* **Problem to solve**: Could you filter the material and copy every line where the word "ratchet" occurs?

[Opening Task data section]

PR #122, opened 2026-08-25
fix(store): support file locking on Windows

bdunn77:
## Summary

- isolate the store sidecar lock behind a tiny standard-library platform primitive
- preserve the existing blocking `flock(LOCK_EX)` behavior on POSIX
- use a bounded-sleep `msvcrt.locking` loop for the same exclusive byte-range contract on Windows
- add real subprocess tests for exclusion, normal/exception release, terminated-holder cleanup, and contiguous multi-process appends
- make two existing tests portable so the complete suite runs natively on Windows

## Context

Current `main` imports `fcntl` unconditionally, so `import store` fails on native Windows. Closed PR #15 demonstrated a viable Windows direction, but its relevant changes were obscured by line-ending churn, workflow edits, and unrelated modifications. This PR is rebuilt from current `main` and contains only the lock primitive, its store integration, focused process tests, and the two test-only fixes needed for a complete native Windows run.

No dependency, workflow, lockfile, generated-file, or broad line-ending changes are included.

## Lock contract tested

- a second independent process cannot enter while the first owns the sidecar lock
- it proceeds after explicit release
- exceptions release the production `_locked` context
- terminating a holder lets a waiter acquire through OS handle cleanup
- four independent store writers retain contiguous, unique room sequence numbers
- the process-lock suite passed 20 consecutive times on Linux and 20 consecutive times on native Windows

## Validation

Linux (Python 3.12.12):

- `uv sync --frozen`
- `uv run ruff check .`
- `uv run ty check`
- `uv run coverage run -m pytest tests -q` — **325 passed**
- `uv run coverage report` — **96.61%**
- `uv run sz.py --check` — core remains **1848/1848** code lines
- `git diff --check`

Native Windows (Python 3.12.13):

- `uv sync --frozen`
- `uv run ruff check .`
- `uv run ty check`
- `uv run coverage run -m pytest tests -q` — **325 passed**
- `uv run coverage report` — **96.92%**
- `uv run sz.py --check` — core remains **1848/1848** code lines
- `git diff --check`


faakhiranadiaz:
Independent verification on a real Windows machine, since this PR is hard to review without one. Windows 11, Python 3.12.13, no Docker, no WSL.

**Before, on current `main`:**

```
ModuleNotFoundError: No module named 'fcntl'   (src/store.py line 13, at import)
```

**With this branch merged onto 0.9.4 (14324aa):**

```
import OK | lock backend = msvcrt

/healthz                             200
/r/wintest/say/bot/hello...          200
/r/wintest?format=json               200   text: "hello from native windows"
/kv/wintest/k/set/v                  200
/kv/wintest/k                        200
```

Full gate set run natively rather than in the container:

```
uv run pytest tests -q      394 passed in 140.44s
uv run ruff check .         All checks passed!
uv run ruff format --check  56 files already formatted
uv run ty check             All checks passed!
uv run sz.py --check        ok, core 2020 <= baseline 2021
```

So the import barrier is gone and every lane I exercised works, on the platform this PR exists for.

**What I did not exercise, and would want someone to before trusting it in anger:** concurrency. I ran a single process throughout, and a lock only earns its name when two writers meet. `msvcrt.locking` takes a byte-range lock from the current file position rather than a whole-file lock, and the retry loop treats `EACCES`/`EDEADLK` as "try again", so the interesting cases are two processes appending to one room and the create-gate race the store already has tests for. Passing `tests/unit/test_platform_lock.py` is not the same as proving that.

**One triage note:** #255 was filed today reporting exactly this failure, from a different Windows machine, and does not link here. I have pointed it at this PR.

djd39448:
@faakhiranadiaz's verification above matches mine exactly (394 passed natively, `sz` 2020 ≤ 2021, same import failure on `main`), so I won't repeat it. They flagged the right gap — single-process runs don't test a lock — so here is the concurrency half, at head `14324aa`, on native Windows 11 (CPython 3.12.13, real `msvcrt` path) and WSL2 (3.12.3, `fcntl` path). WSL reports `os.name == "posix"`, so it cannot exercise the Windows branch at all; these are separate runs, not one.

I wrote four probes rather than re-running `test_platform_lock.py`:

**Mutual exclusion.** Holder takes the lock for 0.6 s; waiter times its own acquire. Six trials per platform — the waiter never acquired early (min 0.601 s WSL, 0.609 s Windows).

**Contiguous sequence under real contention.** 8 writers × 30 appends, released together off a barrier file rather than staggered `Popen`. Interleaving was genuine (239/240 tag-order switches on WSL, 130–156/240 on Windows). Every trial, both platforms: seq exactly `1..N`, no gaps, no duplicates.

**Exception release.** Five exception classes the PR's tests don't try — including `KeyboardInterrupt`, `SystemExit`, and a raise from a nested call. All released in ≤0.12 s on both platforms.

**Hard kill.** `Stop-Process -Force` on Windows (TerminateProcess, so the `finally` never runs) — a blocked waiter acquired ~1.97 s later. Windows releases the `msvcrt` lock on process teardown independently of Python-level cleanup.

No hole in any of the five guarantees the description claims.

**Three notes, none blocking:**

The description calls the Windows path a "bounded-sleep loop", which reads like it could give up. It can't — `acquire` is `while True`, returns only on success, re-raises outside `{EACCES, EDEADLK}`. I held the lock 6+ seconds (600× the retry interval); the waiter stayed blocked and alive rather than proceeding unlocked. The real tradeoff is the opposite one: an abandoned lock hangs a waiter forever. Safer default, worth knowing it never times out.

`flock` takes a whole-file lock; `msvcrt.locking(fd, LK_NBLCK, 1)` takes one byte at offset 0. Inert here — the sidecar `.lock` files are always 0 bytes and only this code touches them, always at offset 0 — but a one-line comment would save the next reader the check.

Nesting `_locked` on the same target deadlocks on both platforms (the lock belongs to the handle, not the process). Not yours — POSIX had it pre-PR, and the Windows path faithfully reproduces it. I read all 11 `_locked` call sites; the only nesting is `_write_record`'s gate + path, always different files. A docstring line would help future callers.

**Separately:** the Validation block reports 325 passed and `1848/1848`, but `git show a73147d:sz-baseline.json` gives 1848 while the file at your current head says 2021 — those numbers predate the branch merging main. Worth refreshing, since the real ones are better.

**One scope question.** The body says the PR "contains only the lock primitive, its store integration, focused process tests, and the two test-only fixes". Three changes sit outside that: `_replace` moves from `os.fchmod(f.fileno(), …)` to unconditional `os.chmod(tmp, …)`, taking POSIX off descriptor-based chmod; `_note_count`/`_check_note_total` gain `rebuild=`; and `note_set`'s pre-gate check becomes POSIX-only with a `lambda _: (0, 0)` stub. Note #272 fixes the same chmod issue conditionally via `os.supports_fd` and edits the same line, so those two will collide.

Narrowed to `platform_lock.py` plus the two `_locked` call sites, this looks solidly mergeable to me. Happy to re-run any of the probes on Windows.

AI assistance (Claude) was used; probe scripts and outputs available if useful.

2Lin3:
I adapted the lock-only portion of your original `a73147d` onto current `main` (`9c7df0e`), preserving `bdunn77` as the commit author:

- branch: https://github.com/2Lin3/technocore-chat/tree/codex/windows-lock-v010-review
- [`294481b`](https://github.com/2Lin3/technocore-chat/commit/294481b84005778743c5b82046ecf251bfd07f2d): the portable lock/store integration and native subprocess contention tests
- [`5a7f264`](https://github.com/2Lin3/technocore-chat/commit/5a7f264eff03f01be498de8022e769ff5ac04d8a): preserve the Windows subprocess runtime environment in `test_config`

I deliberately left out the `_replace`/chmod and note-count/rebuild changes, so #272 remains separate and this branch does not introduce a competing implementation there.

Validation used a combined integration branch (`9c7df0e` + #272 + these commits + the two other prepared branches). Native Windows completed 472 tests at 97.22% coverage. Ruff check and Ruff format passed; `ty` passed for both the Linux target and native Windows. Size, lockfile, and diff checks were clean. The new lock tests cover independent-process exclusion, explicit and exception release, terminated-holder cleanup, and four-process contiguous sequence allocation.

I am not opening a competing PR. Please cherry-pick or adapt these two commits here if useful; I can rerun the same matrix on a refreshed head.

djd39448:
Thanks — the four properties your `test_platform_lock.py` covers (independent-process exclusion,
explicit and exception release, terminated-holder cleanup, contiguous sequence allocation under
contention) are the same four I probed by hand in the review above, so this turns that into
something CI re-runs. That is strictly better than a comment reporting numbers, and it answers
the gap faakhiranadiaz flagged about single-process runs.

One thing the rebase changes that is worth a decision before this lands, because no check will
raise it. Extracting the lock into a new `src/platform_lock.py` puts it outside the size policy:
`sz.py` does not walk `src/`, it reads two hardcoded tuples (`sz.py:44`).

```python
EXTRA_FILES = ("src/manifest.py",)
```

`src/platform_lock.py` is in neither. Dropping your exact file into a current tree and running
the check unmodified:

```
$ python3 sz.py --check
core/app.py                1966   1042       277       7.7
core/config.py              324     61       207     12.56
core/didkey.py              144     60        31       8.1
core/limit.py               423    171        81      8.48
core/store.py              2010    840       441      7.36
extra/manifest.py          1838   1333       155      3.81
core total (code)                 2174
check ok: core code-lines <= baseline (2174)
```

Not listed, not counted, still green — and with `store.py` at `+3/-3` the measured core does not
move at all. Measured under an added `extra/` label the file is **29 code lines**, so that much
core-path logic — the primitive every store write goes through — lands where the ratchet cannot
see it. Whether that is right is a judgement call I do not think is mine to make: it is arguably
`extra/` like `manifest.py`. But it should be a decision rather than a side effect of the move,
and it is a one-line fix either way. `sz.py`'s own docstring notes a file added to `CORE_FILES`
also needs a cap entry or the enforcing modes error out, so the deliberate path cannot slip past.

Smaller, and carried over rather than introduced by you: the PR description still says
*"bounded-sleep `msvcrt.locking` loop"*, and the loop is `while True:` with a 0.01 s sleep and no
deadline — it blocks indefinitely, which I verified against a 6 s hold. Your module's docstring
says *"Block until this process exclusively owns the file's lock domain"*, which is the accurate
description; only the PR text disagrees with the code.

2Lin3:
Thanks @djd39448 — both points were correct, and the size-policy observation led to a wider native-Windows audit that found real reader/replacement edge cases beyond the original lock primitive.

I have pushed the completed result here:

- branch: https://github.com/2Lin3/technocore-chat/tree/codex/windows-lock-v010-review
- head: [`10753d0`](https://github.com/2Lin3/technocore-chat/commit/10753d04a3e1cb625773e05c3e4a202a1c3d2a62)
- Windows atomic read/replace fix: [`121f72f`](https://github.com/2Lin3/technocore-chat/commit/121f72f05e26d4b85cba6a59ce9528fba54a4ddd)
- #272 portability commits, preserving Zaksans as author: [`36c5820`](https://github.com/2Lin3/technocore-chat/commit/36c5820) and [`067785c`](https://github.com/2Lin3/technocore-chat/commit/067785c)

What changed:

1. **The size-policy gap is closed deliberately.** `src/platform_lock.py` is now in `CORE_FILES`, has its own cap, and contributes to `core_total`. The final implementation is larger than the 29-line version you measured because the native stress work below added the reader/replacement boundary and recovery handling. Exact final measurements are:
   - `core/platform_lock.py`: 135 code lines, cap 135
   - `core/store.py`: 921 code lines, cap 922
   - core total: 2343 code lines, cap 2344

2. **The PR wording is corrected.** The accurate description is: a blocking `msvcrt.locking` retry loop with a 10 ms interval; it waits indefinitely for contention and propagates non-contention OS errors. It is not a bounded-total-wait loop.

3. **Native Windows old-reader/new-path semantics are now explicit.** Cooperative readers use `CreateFileW` with read/write/delete sharing. Existing targets use `ReplaceFileW` with flags `0`, a unique backup, and explicit error-1177 restoration. A failed restoration raises `OSError` with the retained backup path, preserving existing best-effort error boundaries. Errors 1175/1176 are not blindly retried, because Microsoft does not guarantee that repeating the whole operation after every partial merge state is safe.

4. **Transient pathname gaps are coordinated, not hidden as missing data.** Store readers do one immediate reopen and then, only if needed, open the already-existing business sidecar and obtain the data handle under that lock. Truly missing data creates no sidecar and incurs no two-second retry delay. The room `exists()`/open races were removed, the usage gauge now serializes same-target replacements, and lock mtimes are refreshed only at the actual replacement boundary so orphan-lock reaping still works.

5. **The Windows note-cap follow-up is restored.** Windows skips only the optional pre-gate fast rejection; the authoritative cap check remains inside `.notes-create`. The adapted logic credits bdunn77 as co-author. The chmod portability fix remains the original #272 implementation rather than a competing rewrite.

Validation on the pushed head:

- full suite, run 1: `487 passed in 121.61s`
- full suite, run 2 under coverage: `487 passed in 140.48s`
- total coverage: `96.99%` (`--fail-under=96`)
- focused Windows/platform/note-count set: `49 passed`
- global note-cap cross-process regression: 20 consecutive complete runs passed
- existing cross-process platform-lock suite: 10 consecutive complete runs passed
- native reader/writer stress: 10 rounds, 4 readers + 2 writers, 500 writes, `errors=[]` (2.412s)
- `ruff check .`, `ruff format --check .`, `ty check`, `sz.py --check`, `sz.py --caps`, and `git diff --check`: all passed

One correction to my earlier comment: the reported “472 tests” was one run on a combined integration branch, not stable evidence for this exact branch. Repetition exposed an intermittent note-cap failure and broader Windows reader/replacement failures. Please treat that earlier validation paragraph as superseded by the exact pushed-head results above. The first full run of this final work also caught an orphan-lock reaping regression in an intermediate mtime-refresh placement; that was corrected before the two clean 487-test runs.

Thanks again for checking both the implementation and the policy boundary instead of stopping at a green test line. This is materially better because of that review.

djd39448:
Verified the size-policy half independently at `10753d0`, since a claim about the ratchet should not rest on the same person who raised it:

| | cap | measured |
|---|---|---|
| `core/platform_lock.py` | 135 | 135 |
| `core/store.py` | 922 | 921 |
| `core_total` | 2344 | 2343 |

Both invariants hold — the per-file caps sum to exactly the `core_total` cap (2344), and the stored `core_total` equals the sum of the stored core `code_lines` (2343) — and the headroom pattern matches main's rather than granting the new file slack. Putting it in `CORE_FILES` with its own cap is the right call over `extra/`: `manifest.py` is there because it is published surface, and a lock every store write goes through is not that.

Worth saying plainly: retracting the 472-test figure yourself, unprompted, because repetition showed it was one run on a combined branch rather than evidence for this head — that is the part of this I would most want other people to copy. The intermittent note-cap failure and the orphan-lock reaping regression only existed to be found because you re-ran instead of banking a green line.

I have not independently checked the `ReplaceFileW` / error-1177 restoration or the 1175/1176 non-retry reasoning; that is a deeper Win32 semantics question than I have evidence for, and I would rather say so than nod along.

**The thing I think is now the actual blocker, and it is not more validation.** None of this is reachable from the PR. #122 is still at head `14324aa`, `CONFLICTING`/`DIRTY` against `9c7df0e`, and its description still opens with

> use a bounded-sleep `msvcrt.locking` loop for the same exclusive byte-range contract on Windows

The corrected wording — a blocking retry loop with a 10 ms interval that waits indefinitely — is accurate, but it lives in your comment, not in the PR body, and neither of us can edit that. So a maintainer opening #122 today sees a stale, conflicting PR whose description misstates the loop, with the 487-test validated work one fork-branch hop away in a comment thread. That gap is doing more to hold this up than any remaining technical question.

Since you have said you will not open a competing PR — which I think is right — the unblock is bdunn77 pushing your two commits onto the PR branch and fixing that one line of the description, or a maintainer saying they would rather take it as a fresh PR. Either is a five-minute action by someone who is not you or me.

erhnysr:
**Reviewed the branch against current `main` — the core lock fix looks sound; a few notes for whoever picks this up.**

**1. The CONFLICTING/DIRTY state is stale-branch drift, not a logic conflict.** The diff places `_locked` at line 430, but on current `main` it's at line 577 — the surrounding code has moved since the branch was cut. A rebase onto `main` should resolve the conflict cleanly; there's no competing change to the locking logic itself.

**2. The note-cap change is out of scope for a "fix Windows import" PR.** Alongside the lock swap, `note_set()`'s pre-gate check gained both a `lambda _: (0, 0)` rebuild override (which changes the fast-path on *all* platforms, not just Windows) and an `os.name != "nt"` guard, plumbed through new `rebuild=` params on `_note_count`/`_check_note_total`. That may well be a legitimate correctness fix, but it isn't covered by the PR summary's "only the lock primitive, its store integration, and test fixes." Suggest splitting it into its own PR or calling it out explicitly so it can be reviewed on its own merits.

**3. `msvcrt` fairness (worth a comment, not a blocker).** The Windows path is a non-blocking `LK_NBLCK` in a 10ms polling loop rather than a true blocking wait, so there's no FIFO/fairness guarantee — under sustained contention a waiter could be starved. `flock` isn't strictly fair either, but the poll makes it more likely. Fine to ship; just worth a note near `_RETRY_SECONDS`.

**4. The concurrency tests could be stronger.** Exclusion, release-on-exception, and release-on-kill are all covered well. The multi-writer test (4 processes × 15 fast appends) is low-contention with a very short critical section, so a subtly racy lock could still pass it — the 20 consecutive green runs help, but it's closer to a smoke test than a stress test. Bumping the writer count and widening the critical section (closer to a real store-append path rather than the synthetic lock-child handshake) would make it a real exercise of serialization under load.

Happy to help rebase onto `main` and push the test improvements if the author or a maintainer wants — just say the word.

[Closing Task data section]

* **Task response**:
core-path logic — the primitive every store write goes through — lands where the ratchet cannot
Verified the size-policy half independently at `10753d0`, since a claim about the ratchet should not rest on the same person who raised it:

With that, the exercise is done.